PR #9569, opened 2024-01-07
IK Hint Fixes

HexaField:
## References
closes #_insert number here_

### DIFF
--- a/packages/engine/src/avatar/functions/avatarFootHeuristics.ts
+++ b/packages/engine/src/avatar/functions/avatarFootHeuristics.ts
@@ -53,19 +53,20 @@ const speedMultiplier = 2
 const footRotationOffset = new Quaternion()
   .setFromAxisAngle(V_100, Math.PI / 2)
   .multiply(new Quaternion().setFromAxisAngle(V_010, Math.PI))
-  .multiply(new Quaternion().setFromAxisAngle(V_100, -Math.PI / 6))
 
 //step threshold should be a function of leg length
 //walk threshold to determine when to move the feet back into standing position, should be
 export const setIkFootTarget = (localClientEntity: Entity, delta: number) => {
   const userID = getComponent(localClientEntity, UUIDComponent)
 
-  const ikTargetLeftFoot = UUIDComponent.getEntityByUUID((userID + ikTargets.leftFoot) as EntityUUID)
-  const ikTargetRightFoot = UUIDComponent.getEntityByUUID((userID + ikTargets.rightFoot) as EntityUUID)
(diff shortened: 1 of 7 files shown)


packages/engine/src/avatar/systems/AvatarAnimationSystem.ts
```diff
@@ -267,16 +284,26 @@ const execute = () => {
     if (rightFootTargetBlendWeight) {
       _quat2.copy(rightFootTransform.rotation)
       if (isAvatarFlipped) {
-        _quat2.multiply(rightFootRotation)
+        _quat2.multiply(Q_X_90)
+      } else {
+        /** I don't know why flipped models don't need this foot angle applied, nor why it needs to be halved */
```
AidanCaruso, line 289: This is likely because our flipped models happen to only ever be VRM, it would seem raw bones on VRM also use identity quaternions in bind pose, though I'm not sure why *that* is.

packages/engine/src/avatar/functions/avatarFootHeuristics.ts
```diff
@@ -53,39 +53,39 @@ const speedMultiplier = 2
...
-  const ikTargetLeftFoot = UUIDComponent.getEntityByUUID((userID + ikTargets.leftFoot) as EntityUUID)
-  const ikTargetRightFoot = UUIDComponent.getEntityByUUID((userID + ikTargets.rightFoot) as EntityUUID)
-  if (!ikTargetLeftFoot || !ikTargetRightFoot) return
+  const leftFootEntity = UUIDComponent.getEntityByUUID((userID + ikTargets.leftFoot) as EntityUUID)
+  const rightFootEntity = UUIDComponent.getEntityByUUID((userID + ikTargets.rightFoot) as EntityUUID)
 
-  const leftFootTargetBlendWeight = AvatarIKTargetComponent.blendWeight[ikTargetLeftFoot]
-  const rightFootTargetBlendWeight = AvatarIKTargetComponent.blendWeight[ikTargetRightFoot]
+  if (!leftFootEntity || !rightFootEntity) return
+  AvatarIKTargetComponent.blendWeight[leftFootEntity] = 1
```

--------------------------------------------------

Exercise details: Check the lines above for the word "models" and give the number of lines where it appears, with no other text.

Problem solution: 2